E’ di qualche giorno fa la notizia, diffusa con toni allarmistici, di uno studio effettuato dall’Università di Plymouth, Australia, che ha verificato il comportamento di 4 sacchetti fatti con altrettanti diversi materiali quando questi vengono abbandonati in ambiente, in un periodo di 3 anni e in contesti diversi come il mare, il suolo, aria aperta e via discorrendo.
Il sacchetto in polietilene ad alta densità (il comune sacchetto della spesa che la faceva da padrone prima dell’avvento del Mater-Bi e degli altri biomateriali) e quello in plastica oxo-degradabile (cioè fatto a partire dagli idrocarburi ma con l’aggiunta di additivi che ne facilitano la frammentazione) dopo diversi mesi erano ancora intatti in tutti gli ambienti di test mentre la plastica biodegradabile e quella compostabile dopo breve tempo si erano completamente disgregati.
Ma non abbastanza rapidamente da giustificare i toni entusiastici con cui le bioplastiche sono state accolte dai consumatori, ad onor del vero la busta compostabile sepolta sotto terra dopo ben 27 mesi era ancora intatta benché non fosse più in grado di contenere oggetti senza andare in pezzi.
Prima di proseguire voglio ribadire alcuni punti importanti 1- preferire la plastica oxo-degradabile a quella compostabile velocizza il processo di degradazione ma non risolve né attenua il problema dell’inquinamento. 2- il fatto che un sacchetto di plastica si disgreghi non significa che ‘sparisca’, questo si riduce soltanto alla sua minima unità costitutiva, cioè il polimero utilizzato per fabbricarlo, e resta in ambiente e quindi nel nostro ciclo vitale: respiriamo pezzi di sacchetto, mangiamo pezzi di sacchetto, beviamo pezzi di sacchetto .
Lo studio, nelle conclusioni dei suoi autori, avrebbe dimostrato che anche i sacchetti biodegradabili presentano limiti importanti, nel senso che non spariscono magicamente per il solo fatto di entrare in contatto con gli agenti atmosferici e il loro effetto disgregante. Assobioplastiche risponde -parafrasando- che in realtà quello che hanno scoperto a Plymouth è nientemeno che l’acqua calda. Viene infatti contestato allo studio di aver utilizzato sacchetti inadeguati, un vizio alla base dello studio che non solo né invaliderebbe i risultati ma non aggiungerebbe niente di nuovo a quello che si sapeva già, e cioè che gli unici prodotti a potersi definire biodegradabili e compostabili sono per l’appunto quelli realizzati con la relativa categoria di bioplastiche, circostanza chiarita anche dall’AGCOM nel 2015 quando molti marchi della GDO insistevano nell’utilizzare oxo-plastiche spacciandole per biodegradabili e compostabili.

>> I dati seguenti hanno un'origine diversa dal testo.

PR #117, opened 2021-12-06
Implement `dropDatabase` command.

### LINKED ISSUE #111: Implement `dropDatabase` command
Handle it with `DROP SCHEMA name CASCADE`.

radmirnovii:
Closes #111.

### DIFF
--- a/internal/handlers/handler_test.go
+++ b/internal/handlers/handler_test.go
@@ -19,7 +19,6 @@ import (
 	"testing"
 	"time"
 
-	"github.com/jackc/pgx/v4"
 	"github.com/stretchr/testify/assert"
 	"github.com/stretchr/testify/require"
 	"go.uber.org/zap/zaptest"
@@ -125,7 +124,6 @@ func TestListDatabases(t *testing.T) {
 }
 
 func TestDropDatabase(t *testing.T) {
-
 	ctx := testutil.Ctx(t)
 	pool := testutil.Pool(ctx, t)
 	l := zaptest.NewLogger(t)
--- a/internal/handlers/handler_test.go
+++ b/internal/handlers/handler_test.go
@@ -15,6 +15,8 @@
 package handlers
 
 import (
+	"fmt"
+	"github.com/jackc/pgx/v4"
 	"testing"
 	"time"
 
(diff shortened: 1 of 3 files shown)


internal/handlers/shared/msg_dropdatabase.go
```diff
@@ -0,0 +1,54 @@
...
+
+// MsgDropDatabase removes the current database.
+func (h *Handler) MsgDropDatabase(ctx context.Context, msg *wire.OpMsg) (*wire.OpMsg, error) {
+	document, err := msg.Document()
+	if err != nil {
+		return nil, lazyerrors.Error(err)
+	}
+
+	m := document.Map()
+	db := m["$db"].(string)
```
OpenSauce, line 36: Will want to check here that a value is returned from the map. [See here.](https://github.com/FerretDB/FerretDB/blob/main/internal/handlers/shared/msg_listcollections.go#L53)

internal/handlers/shared/msg_dropdatabase.go
```diff
@@ -0,0 +1,54 @@
...
+
+	sql := fmt.Sprintf(`DROP SCHEMA %s CASCADE`, pgx.Identifier{db}.Sanitize())
+
+	_, _ = h.pgPool.Exec(ctx, sql)
```
OpenSauce, line 40: Will want to check for errors etc here

OpenSauce:
Good start. I'd be interested in what @AlekSi thinks in terms of testing this, as we don't currently have a create database command?

internal/handlers/shared/msg_dropdatabase.go
AlekSi: That's not strictly required.

The current code will panic if "$db" is somehow absent, and this panic will be handled by logging a stack trace and closing the connection.

"comma ok" form will return a lazy error in that case, and it will be handled the same way.

I think the whole error handling will be reworked later, but I'm not sure how yet, so there is no preference between panics and lazy errors yet.

internal/handlers/shared/msg_dropdatabase.go
AlekSi: Just return a lazy error if something happened

AlekSi (commented):
Yep, tests would be nice. We should test with both existing and non-existing databases.

(Databases are created on the fly, so to create a database, we should insert some dummy document in some dummy collection)

radmirnovii:
Thx, for review, I'll fix this errors

radmirnovii:
> One more thing to note: what about test? Something like this:
> 
>     * https://github.com/FerretDB/FerretDB/pull/62/files#diff-efe5633155496149a2523f825232224f1dfc096d50a197246fe972d464f0e262R33

> Yep, tests would be nice. We should test with both existing and non-existing databases.
> 
> (Databases are created on the fly, so to create a database, we should insert some dummy document in some dummy collection)

fixed

AlekSi:
There is a merge conflict now. May you please resolve it?

internal/handlers/handler_test.go
```diff
@@ -122,6 +124,120 @@ func TestListDatabases(t *testing.T) {
...
+			require.NoError(t, err)
+			assert.Equal(t, count, 0)
+
+			// checking schema
+			query = fmt.Sprintf(`
+				SELECT COUNT(*) 
+				FROM information_schema.schemata 
+				WHERE schema_name = '%s'`,
+				schemaName)
+			err = pool.QueryRow(ctx, query).Scan(&count)
```
AlekSi, line 234:
```suggestion
				WHERE schema_name = $1`,
				schemaName)
			err = pool.QueryRow(ctx, query, schemaName).Scan(&count)
```

To avoid SQL injections.

We have a similar code already; search by `information_schema.tables`.

AlekSi:
There is no need to do a force-push – the PR will be squashed on merge anyway, and force-pushes require me to re-approve CI checks every time.

radmirnovii:
sorry, next time  will be more tidy

AlekSi:
Please tell when it is ready for review :)

radmirnovii:
> Please tell when it is ready for review :)

Ready for review)

AlekSi (approved):

AlekSi:
Thank you!

radmirnovii:
> Thank you!

There is some golangci-lint problem. Do i need to fix them?

AlekSi:
Don't worry, I will fix it

Issue #122, opened 2021-12-07
Use composite GitHub Action for Go setup


AlekSi:
We have some steps that are shared between jobs, workflows, and repositories. For example: https://github.com/FerretDB/FerretDB/blob/ef352172586ee74b69dcfeb15c4a39f201fc270f/.github/workflows/go.yml#L31-L51

It seems that [composite actions](https://docs.github.com/en/actions/creating-actions/creating-a-composite-action) would allow us to DRY our workflows. Let's try to extract those steps into a common "setup Go" action.

klokar:
@AlekSi Can I work on this improvement?

AlekSi:
Sure thing!

PR #126, opened 2021-12-07
Use composite GitHub Action for Go setup. (#122)

klokar:
Refs #122 

Extracted Go setup and caching to separate reusable action. Input and if statement was added until fuzz is treated in the same manner.

### DIFF
--- a/.github/actions/setup-go/action.yml
+++ b/.github/actions/setup-go/action.yml
@@ -1,0 +1,44 @@
+name: 'Setup Go'
+description: 'Install Go and restore cache.'
+inputs:
+  cache-key:
+    description: 'First part of key for restoring cache.'
+    required: true
+runs:
+  using: "composite"
+  steps:
+    - name: Install Go
+      run: |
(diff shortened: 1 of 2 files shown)


AlekSi (approved):
That's just awesome!

AlekSi:
@klokar Do you by any change know if that's possible to have several actions in the same repository and make `action.yml` actually work? See https://github.com/FerretDB/github-actions and https://github.com/FerretDB/dance/runs/4447027485: the `cache-key` argument seems to be ignored.

AlekSi:
🤦 Thank you so much. I changed one job, but was debugging another. 😅

AlekSi:
But I wonder what `required` even means there. I would expect an error when this argument is not passed, not an empty value.

klokar:
It happens when you're doing multiple things at a time 😄 

That's weird. In docs https://docs.github.com/en/actions/creating-actions/metadata-syntax-for-github-actions#inputsinput_idrequired it doesn't state that it should fail when it's not present. But how would that be useful?

AlekSi:
https://github.com/actions/runner/issues/1070

PR #137, opened 2021-12-09
CONTRIBTUING.md: fix "/user/.../" -> "/usr/.../"

GinGin3203:
This seems to be a typo. The title is self-explanatory


GinGin3203:
Btw, if the intention of the command is to replace the symlink pointing to the `go` executable to `gotip`, maybe it could better be done with the following:

``$ ln -sf `which gotip` `which go` ``

I think this version is better, because on my system (Ubuntu 21.10) the `go` symlink actually resides in `/usr/bin/go`.

AlekSi (approved):

AlekSi:
The intention is to put the new `go` somewhere closer to the start of the $PATH, not replace the existing Go.

Thank you for the typo fix!

PR #141, opened 2021-12-09
Support `limit` parameter in delete.

### LINKED ISSUE #82: Support limit parameter for delete operations
We should support `limit: 0` for deleting all matching documents and `limit: 1` for deleting only one. Since PostgreSQL does not support `DELETE … LIMIT …`, we should instead do a subquery:
`DELETE FROM xxx WHERE _jsonb->_id IN (SELECT _jsonb->_id FROM xxx WHERE xxx LIMIT 1)`.

OpenSauce:
Closes #82.


OpenSauce:
I've left the tests in both the msg_delete_test and handler_test as I'm not sure which is best... Could probably clean up the test cases a bit

AlekSi:
Let's pick one place to keep the test. We can always move it later.

OpenSauce:
> Let's pick one place to keep the test. We can always move it later.

Just reverted the handler_test... Think keeping it in a separate file is better. Although the SQL handler isn't tested that way.

AlekSi (approved):

AlekSi:
Thanks!

PR #149, opened 2021-12-11
Wait for PostgreSQL on `make env-up`.

### LINKED ISSUE #92: `make env-up` fails on fast computers
PostgreSQL Docker image starts the temporary server, initializes it, then [stops it](https://github.com/docker-library/postgres/blob/2b5355140df4416b0223078f1367da762311aee7/docker-entrypoint.sh#L331). Waiting for port availability is not enough as we can hit the temporary server, and then the test would fail when the temporary server is stopped.

Instead, we should test with `psql` query like `SELECT 1`. Additionally, our `psql` line actually uses a UNIX socket, not a port; that should be fixed too.

agneum:
Closes #92.

### DIFF
--- a/cmd/envtool/main.go
+++ b/cmd/envtool/main.go
@@ -58,15 +58,24 @@ var (
 )
 
 func runCompose(args []string, stdin io.Reader, logger *zap.SugaredLogger) {
+	if err := tryCompose(args, stdin, logger); err != nil {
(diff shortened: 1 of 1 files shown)


AlekSi (approved):

AlekSi:
Thank you!

PR #151, opened 2021-12-12
feat: Add basic support for aggregation pipeline

alvarowolfx:
I started testing with a real-world application here that uses MongoDB as the main database and the first thing that was not working was that most endpoints use `countDocuments` to generate pagination. Nowadays MongoDB drivers use an aggregation pipeline to query the count of collection, especially as you do a count with filters. 

With this PR, I added support for converting some basic aggregate pipeline queries to SQL.

I also made some extra changes to support boolean parameters (7b10341068aa44b27f8e1fb68d0ca29df078b908) and one change to create table even before inserting a doc ( c16f707c94ed68bc93e2d9f253d31bf6013450c2 ) as I was having issues on our app here that run a unique check to see if the name is being used before inserting.

Some example queries that I tested here:
```
test> db.devices.find({})
[
  {
    _id: ObjectId("61b51b3778adccdffe6c799d"),
    projectId: ObjectId("61b4fc61e1058918cb822a63"),
    createdAt: ISODate("2021-12-11T21:42:15.058Z"),
    updatedAt: ISODate("2021-12-11T21:42:15.058Z"),
    name: 'my-device'
  },
  {
    _id: ObjectId("61b64bbf78adccdffe6c799f"),
    name: 'my-second-device',
    projectId: ObjectId("61b4fc61e1058918cb822a63"),
    createdAt: ISODate("2021-12-12T19:21:35.974Z"),
    updatedAt: ISODate("2021-12-12T19:21:35.974Z")
  },
  {
    _id: ObjectId("61b65be378adccdffe6c79a1"),
    createdAt: ISODate("2021-12-12T20:30:27.767Z"),
    updatedAt: ISODate("2021-12-12T20:30:27.767Z"),
    name: 'my-third-device',
    projectId: ObjectId("61b4fc61e1058918cb822a63")
  }
]

test> db.devices.aggregate([{ $group: { _id: "$projectId", n: { $sum: 1 } } }])
[ { _id: ObjectId("61b4fc61e1058918cb822a63"), n: 5 } 

test> db.devices.aggregate([{ $group: { _id: null, count: { $sum: 1 } } }])
[ { count: 5 } ]

test> db.devices.aggregate([{ $group: { _id: 1, count: { $sum: 1 } } }, { $match: { name: "my-device" }}])
[ { count: 1 } ]

test> db.devices.aggregate([{ $group: { _id: "$name", count: { $sum: 1 } } }, { $sort: { _id: 1 }}]) 
[
  { _id: 'my-device', count: 1 },
  { _id: 'my-second-device', count: 1 },
  { _id: 'my-third-device', count: 1 }
]
```


internal/handlers/handler.go
```diff
@@ -236,6 +238,18 @@ func (h *Handler) msgStorage(ctx context.Context, msg *wire.OpMsg) (common.Stora
 		return nil, lazyerrors.Errorf("Handler.msgStorage: %w", err)
 	}
 
+	if !tableExist {
```
AlekSi, line 241: `db.foo.find()`should not create a table as it doesn't create a collection in MongoDB. It should be created on `insert` only.

internal/handlers/jsonb1/msg_aggregate.go
```diff
@@ -0,0 +1,194 @@
...
+	})
+	if err != nil {
+		return nil, lazyerrors.Error(err)
+	}
+
+	return &reply, nil
+}
+
+func aggregateToSQL(pipeline types.Array, db, collection string) (string, []interface{}, error) {
+	filterPairs := []interface{}{}
```
AlekSi, line 86: Let's use `any` instead of `interface{}` in new code

internal/handlers/jsonb1/msg_aggregate.go
```diff
@@ -0,0 +1,194 @@
...
+	groupByFields := map[string]string{}
+	sortByFields := map[string]interface{}{}
+	aggregations := map[string]string{}
+	for _, item := range pipeline {
+		if p, ok := item.(types.Document); ok {
+			if p.Map()["$match"] != nil {
```
AlekSi, line 92: Only on `$match`, `$sort`, `$group` can be present, right? If yes, let's replace it with `switch p.Command()`

internal/handlers/jsonb1/msg_aggregate.go
```diff
@@ -0,0 +1,194 @@
...
+								aggFormat = "count(%s)"
+							}
+							if sval, ok := val.(string); ok {
+								aggValue = fmt.Sprintf("_jsonb->'%s')", sval)
+							}
+							aggregations[k] = fmt.Sprintf(aggFormat, aggValue)
+						}
+					}
+					if fieldName, ok := v.(string); ok {
+						groupByFields[k] = fmt.Sprintf("_jsonb->'%s'", strings.TrimPrefix(fieldName, "$"))
```
AlekSi, line 126: I think we should use a placeholder there to avoid SQL injections. The same in other places.
And why trim suffix?

internal/handlers/jsonb1/msg_aggregate.go
```diff
@@ -0,0 +1,194 @@
...
+		}
+	}
+
+	filter, err := types.MakeDocument(filterPairs...)
+	if err != nil {
+		return "", nil, lazyerrors.Error(err)
+	}
+
+	groupByFieldItems := []string{}
+	groupByClauseItems := []string{}
```
AlekSi, line 139:
```suggestion
	groupByFieldItems := make([]string{}, 0, len(groupByFields))
	groupByClauseItems := make([]string{}, 0, len(groupByFields))
```

Let's allocate the whole slice where we know the capacity. In other places too

internal/types/types.go
```diff
@@ -82,6 +82,8 @@ func validateValue(value any) error {
 		return nil
 	case Regex:
 		return nil
+	case int:
+		return nil
```
AlekSi, line 86: No, the caller should use specific int types (`int32` and `int64`)

AlekSi (commented):
Despite all my comments, that's just awesome!

alvarowolfx:
Hey @AlekSi, sorry for the late reply. All comments make sense, but I'll only be able to work on them later this week. Busy week for me at work and also entering holiday season around here.

AlekSi:
No worries at all!

AlekSi:
@alvarowolfx gentle ping :) Will you be able to continue working on it?

internal/handlers/jsonb1/msg_aggregate.go
alvarowolfx: Yeah, I need to think a bit more about how to add placeholders for those `select`/`group by` clauses. Right now is only handled on the `where` clause.

About the trim suffix, it's because when specifying a field on an aggregation, on mongo it starts with `$`.

Example aggregating devices by field `projectId`:
```
test> db.devices.aggregate([{ $group: { _id: "$projectId", n: { $sum: 1 } } }])
```

internal/handlers/handler.go
alvarowolfx: I removed this change, but we still need to fix this behavior, because on MongoDB, you can query/count documents on a non-existing collection and it handles that gracefully by returning empty results. 

We might need to catch the `relation "non_existing_collection" does not exist (SQLSTATE 42P01)` error and return empty results.

alvarowolfx:
Sorry for the really long delay in coming back to the project. I updated this branch to the latest and worked on most of the suggested changes ( except for some potential SQL injection issues on the `select`/`group by` clauses ).

AlekSi:
Hi @alvarowolfx. We did a pretty big change recently with [0.1.0 release](https://github.com/FerretDB/FerretDB/releases/tag/v0.1.0): all data filtering and aggregation are performed on the Go side for now. Will you be able to update that PR to do that? Or we can close it and implement the basic aggregation later.

AlekSi (commented):
https://github.com/FerretDB/FerretDB/pull/151#issuecomment-1100101142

Non voglio con questo prendere le difese delle aziende che producono bioplastiche perché nella mia visione delle cose l’usa e getta, anche se di materiali a basso impatto, è sempre e comunque sbagliato. Però nel transito verso soluzioni circolari e ad impatto zero direi che la bioplastica compostabile sia un compromesso accettabile.
Perché tutto è in costante movimento spiega Paola Fabbri, docente all’Università di Bologna tra i protagonisti del Talks on Tomorrow: nella storia si sono avvicendate foglie di piante, ceste, vasi di terracotta, la produzione industriale del vetro risale al 1500 aC, fino a raggiungere gli anni 70 dove il miracolo dell’usa e getta ha innescato un processo per cui annualmente ciascun cittadino dell’Unione arriva a produrre una media di 170 kg di imballaggi tra plastica alluminio vetro e via discorrendo. Come sottolinea la titolare della cattedra in Scienze e tecnologia dei materiali, i vantaggi che la plastica offre in sede di utilizzo si trasformano in uno svantaggio in sede di recupero. I polimeri sono molto versatili, pensate alla carta della merendina che isola l’alimento dall’esterno e lo protegge ma è trasparente quindi consente di vedere il prodotto, sono flessibili, inoltre costano poco, metodi di lavorazione e impiego si sono diffusi in modo omogeneo in tutto il mondo. Le alternative esistono ma c’è un problema di diffusione su grande scala, di uniformazione, perché se la merendina prodotta in Italia con un materiale alternativo e ammesso dal nostro paese viene importata in un paese dove l’uso di quello stesso materiale non è invece consentito la merendina viene rispedita al mittente. Alternative sostenibili sono già in uso, altre sono in fase di testing, altre solo ipotizzate, ma il progresso tecnologico non aspetta nessuno, si tratta di agevolare soluzioni che presentino un buon compromesso tra basso impatto ambientale, sostenibilità ed efficienza. L’ambiente e l’economia circolare ringraziano!